Moment 1: Mohammad Shami vs Tom Latham
The most dangerous batsman on the day was Tom Latham, who showed resolve and application to complete his half-century, before being undone by a Mohammed Shami peach. The Indian seamer, in a terrific forenoon spell, kept bowling in the corridor, making the ball shape into the southpaw. But the bounce in the surface meant that Latham could leave the ball on length. Then Shami snuck in his skidder, a similarly-pitched delivery to previous ones, but rather than climbing onto the batsman, it skidded on at a lower trajectory. Latham shouldered arms, only to see his stumps rattled.
Moment 2: Ravindra Jadeja’s ‘catch of the decade’
Misjudged catches can look more spectacular than they actually are. As soon as Neil Wagner skied the ball towards deep square-leg, Jadeja began sprinting towards it, but soon realised that he had sort of over-reached it. But he made no fuss, just arched his body like a rainbow, flung backward and stretched his left-hand at the ball. Like an adhesive, it just stuck in his palms. A superb piece of athleticism and agility of mind. Realising that he had misjudged the catch, Jadeja made quick amends by virtue of his elasticity. It came at a crucial juncture of the match when Wagner and Kyle Jamieson had brought up the second-highest partnership for New Zealand in the innings and were eating into India’s first innings total.
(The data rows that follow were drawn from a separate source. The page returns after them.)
PR #6035, opened 2020-06-05
support canonical version only metadata validation

OsmondJiang:
[AB#230344](https://dev.azure.com/ceapex/d3d54af3-265a-4f18-95f6-9a46397ca583/_workitems/edit/230344)

###### Microsoft Reviewers: [Open in CodeFlow](http://wpcp.azurewebsites.net/CodeFlowProtocolProxy2.php?pullrequest=https://github.com/dotnet/docfx/pull/6035)

### DIFF
--- a/src/docfx/lib/log/Error.cs
+++ b/src/docfx/lib/log/Error.cs
@@ -47,12 +47,16 @@ namespace Microsoft.Docs.Build
             Name = name;
         }
 
-        public Error WithCustomError(CustomError customError)
+        public Error WithCustomRule(CustomRule customRule, bool? isCanonicalVersion = null)
         {
+            var level = isCanonicalVersion != null && customRule.CanonicalVersionOnly
+                ? (isCanonicalVersion.Value ? customRule.Severity ?? Level : ErrorLevel.Off)
+                : customRule.Severity ?? Level;
+
             return new Error(
-                customError.Severity ?? Level,
-                string.IsNullOrEmpty(customError.Code) ? Code : customError.Code,
-                string.IsNullOrEmpty(customError.AdditionalMessage) ? Message : $"{Message}{(Message.EndsWith('.') ? "" : ".")} {customError.AdditionalMessage}",
+                level,
+                string.IsNullOrEmpty(customRule.Code) ? Code : customRule.Code,
+                string.IsNullOrEmpty(customRule.AdditionalMessage) ? Message : $"{Message}{(Message.EndsWith('.') ? "" : ".")} {customRule.AdditionalMessage}",
                 FilePath,
                 Line,
                 Column,
--- a/src/docfx/lib/log/Error.cs
+++ b/src/docfx/lib/log/Error.cs
@@ -49,9 +49,10 @@ namespace Microsoft.Docs.Build
 
         public Error WithCustomRule(CustomRule customRule, bool? isCanonicalVersion = null)
         {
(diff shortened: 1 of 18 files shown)


src/docfx/lib/log/Error.cs
```diff
@@ -47,12 +47,16 @@ public Error(ErrorLevel level, string code, string message, FilePath? file = nul
             Name = name;
         }
 
-        public Error WithCustomError(CustomError customError)
+        public Error WithCustomRule(CustomRule customRule, bool? isCanonicalVersion = null)
         {
+            var level = isCanonicalVersion != null && customRule.CanonicalVersionOnly
```
yufeih, line 52: nit: consider split it into 2 lines, one is to apply `customRule.Severity` override, the other to apply `isCanonical` override.

src/docfx/lib/schema/JsonSchemaValidator.cs
```diff
@@ -17,34 +18,43 @@ internal class JsonSchemaValidator
         private readonly JsonSchema _schema;
         private readonly JsonSchemaDefinition _definitions;
         private readonly MicrosoftGraphAccessor? _microsoftGraphAccessor;
-        private readonly ListBuilder<(JsonSchema schema, string key, JToken value, SourceInfo? source)> _metadataBuilder;
+        private readonly ListBuilder<(JsonSchema schema, string key, JToken value, SourceInfo? source, bool? isCanonicalVersion)> _metadataBuilder;
+        private static readonly ThreadLocal<bool?> _isCanonicalVersion = new ThreadLocal<bool?>();
```
yufeih, line 22: nit: use `t_` for thread local variables to tell the different between member variables and thread static variables.
```suggestion
        private static readonly ThreadLocal<bool?> t_isCanonicalVersion = new ThreadLocal<bool?>();
```

src/docfx/lib/log/Error.cs
```diff
@@ -47,12 +47,16 @@ public Error(ErrorLevel level, string code, string message, FilePath? file = nul
             Name = name;
         }
 
-        public Error WithCustomError(CustomError customError)
+        public Error WithCustomRule(CustomRule customRule, bool? isCanonicalVersion = null)
```
yufeih, line 50: consider promote `IsCanonicalVersion` into a property (similar to `Name`) so you don't need to use a tuple [here](https://github.com/dotnet/docfx/pull/6035/files#diff-eb444f860ada42127995887c1b00a00aR519)

src/docfx/lib/schema/JsonSchemaValidator.cs
```diff
@@ -517,13 +527,19 @@ private void PostValidateDocsetUnique(List<Error> errors)
 
             foreach (var group in validatedMetadataGroups)
             {
-                if (group.Count() > 1)
+                IEnumerable<(JsonSchema schema, string key, JToken value, SourceInfo? source, bool? isCanonicalVersion)> items = group;
+                var (metadataValue, (metadataKey, _)) = group.Key;
+                if (CanonicalVersionOnly(metadataKey, Errors.JsonSchema.DuplicateAttributeCode))
```
yufeih, line 532: how about doing the filtering be done in line 523?

src/docfx/lib/log/Error.cs
OsmondJiang: 👍

PR #6046, opened 2020-06-09
support canonical-version-only content validation

OsmondJiang:
[AB#230341](https://dev.azure.com/ceapex/d3d54af3-265a-4f18-95f6-9a46397ca583/_workitems/edit/230341)

Now it's only support combined versioning, will support splited versioning later

###### Microsoft Reviewers: [Open in CodeFlow](http://wpcp.azurewebsites.net/CodeFlowProtocolProxy2.php?pullrequest=https://github.com/dotnet/docfx/pull/6046)

### DIFF
--- a/src/docfx/lib/markdown/MarkdownVisitContext.cs
+++ b/src/docfx/lib/markdown/MarkdownVisitContext.cs
@@ -20,7 +20,7 @@ namespace Microsoft.Docs.Build
 
         public bool IsInclude => FileStack.Count >= 2;
 
-        public MonikerList? ZoneMoniker => ZoneMonikerStack.Count >= 1 ? ZoneMonikerStack.Peek() : default;
+        public MonikerList ZoneMoniker => ZoneMonikerStack.Count >= 1 ? ZoneMonikerStack.Peek() : default;
 
         public string? Zone => ZoneStack.Count >= 1 ? ZoneStack.Peek() : default;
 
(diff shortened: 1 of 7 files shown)


src/docfx/lib/markdown/MarkdownVisitContext.cs
```diff
@@ -16,9 +18,12 @@ internal class MarkdownVisitContext
 
         public bool IsInclude => FileStack.Count >= 2;
 
+        public MonikerList ZoneMoniker => ZoneMonikerStack.Count >= 1 ? ZoneMonikerStack.Peek() : default;
```
yufeih, line 21: nit: here is now a `TryPeak` method

```suggestion
        public MonikerList ZoneMoniker => ZoneMonikerStack.TryPeek(out var top) ? top : default;
```

src/docfx/lib/markdown/MarkdownVisitContext.cs
```diff
@@ -8,6 +8,8 @@ namespace Microsoft.Docs.Build
 {
     internal class MarkdownVisitContext
     {
+        public Stack<MonikerList> ZoneMonikerStack { get; set; }
```
yufeih, line 11: nit: consider make these 2 stacks private (and pass it through constructor)? (so `Visit` callback cannot see see / change them)

src/docfx/lib/markdown/validation/DocsValidationExtension.cs
```diff
@@ -77,6 +87,28 @@ internal static class DocsValidationExtension
             });
         }
 
+        private static bool? IsCanonicalVersion(MonikerList pageLevelMonikerList, MonikerList fileLevelMonikerList, MonikerList zoneLevelMonikerList)
```
yufeih, line 90: Consider move this as a common method in `MonikerList`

Moment 3: Trent Boult vs Cheteshwar Pujara
Arguably the most important strike of the day. India’s lone flickering hope in the second innings was Cheteshwar Pujara. He was batting untroubled, taking India to safety without further dentures. Then came Trent Boult, for his final burst of the evening. The ball, until then, had done nothing untoward. There was movement, but not disconcerting. But Boult produced a moment of magic. He came around the wicket, and from wide of the crease cajoled the ball to seam noticeably into Pujara. The latter had sized up the angle but did not factor in the movement. He tried to defend, but the space between bat and pad was adequate for the ball to sneak in and disfigure his stumps.